- **WORK TO BE COMPLETED**
Among the records below, how many lines contain "this"? State the number and nothing more.
╭─ RECORDS PROVIDED
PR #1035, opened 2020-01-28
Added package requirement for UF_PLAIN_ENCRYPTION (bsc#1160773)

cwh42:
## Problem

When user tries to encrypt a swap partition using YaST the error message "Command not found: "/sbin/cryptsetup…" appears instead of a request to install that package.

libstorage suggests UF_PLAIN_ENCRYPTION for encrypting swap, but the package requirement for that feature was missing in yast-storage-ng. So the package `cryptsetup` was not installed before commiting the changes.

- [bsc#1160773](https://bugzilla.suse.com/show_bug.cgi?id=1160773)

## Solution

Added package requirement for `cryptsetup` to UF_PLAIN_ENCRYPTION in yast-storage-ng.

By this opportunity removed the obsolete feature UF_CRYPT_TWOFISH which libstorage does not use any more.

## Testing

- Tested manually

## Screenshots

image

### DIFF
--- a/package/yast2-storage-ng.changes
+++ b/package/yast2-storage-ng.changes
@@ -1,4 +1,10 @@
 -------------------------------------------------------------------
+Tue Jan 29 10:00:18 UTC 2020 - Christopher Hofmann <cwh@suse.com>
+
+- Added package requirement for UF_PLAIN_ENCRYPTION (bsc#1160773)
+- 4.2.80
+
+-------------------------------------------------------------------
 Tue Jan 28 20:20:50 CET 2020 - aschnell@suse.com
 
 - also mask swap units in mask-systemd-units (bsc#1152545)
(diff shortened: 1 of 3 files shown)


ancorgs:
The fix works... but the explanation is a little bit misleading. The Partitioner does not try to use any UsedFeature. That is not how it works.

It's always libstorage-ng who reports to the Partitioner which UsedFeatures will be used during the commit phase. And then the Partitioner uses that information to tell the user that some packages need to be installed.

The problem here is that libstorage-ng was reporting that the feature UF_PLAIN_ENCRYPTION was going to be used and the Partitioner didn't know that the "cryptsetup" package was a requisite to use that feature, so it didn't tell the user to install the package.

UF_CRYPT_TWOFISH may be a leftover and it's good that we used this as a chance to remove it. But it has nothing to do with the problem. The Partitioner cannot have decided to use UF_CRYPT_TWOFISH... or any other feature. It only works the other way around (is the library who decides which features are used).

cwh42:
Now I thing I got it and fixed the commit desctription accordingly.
╰─
- **RESPONSE**
2